-------- Given records

PR #4319, opened 2025-04-23
Revert "Fix distributed array creation and sorting issues"

### LINKED ISSUE #4318: argsort bug
**Describe the bug**
`ak.argsort` on `Strings` crashes the server with gasnet and 10 locales.

**To Reproduce**
```python

import sys
import arkouda as ak
from arkouda.client import generic_msg
from arkouda.comm_diagnostics import (start_comm_diagnostics, stop_comm_diagnostics, print_comm_diagnostics_table, reset_comm_diagnostics)
import random
from arkouda import Strings
import time
ak.connect()

how_many = 1000
size_1 = 200

base_array = [str(i) for i in range(how_many)]
list_1 = []
for i in range(size_1):
    val = random.choice(base_array)
    list_1.append(val)
    base_array.remove(val)

print(list_1)

ak_arr_1 = ak.array(list_1)


ak.argsort(ak_arr_1)

ak.shutdown()

```
Crashes the server.

ajpotts:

----------------

Directions >>
Each entry should be written out again exactly, with no word left out.

Response >>
PR #4319, opened 2025-04-23
Revert "Fix distributed array creation and sorting issues"

### LINKED ISSUE #4318: argsort bug
**Describe the bug**
`ak.argsort` on `Strings` crashes the server with gasnet and 10 locales.

**To Reproduce**
```python

import sys
import arkouda as ak
from arkouda.client import generic_msg
from arkouda.comm_diagnostics import (start_comm_diagnostics, stop_comm_diagnostics, print_comm_diagnostics_table, reset_comm_diagnostics)
import random
from arkouda import Strings
import time
ak.connect()

how_many = 1000
size_1 = 200

base_array = [str(i) for i in range(how_many)]
list_1 = []
for i in range(size_1):
    val = random.choice(base_array)
    list_1.append(val)
    base_array.remove(val)

print(list_1)

ak_arr_1 = ak.array(list_1)


ak.argsort(ak_arr_1)

ak.shutdown()

```
Crashes the server.

ajpotts:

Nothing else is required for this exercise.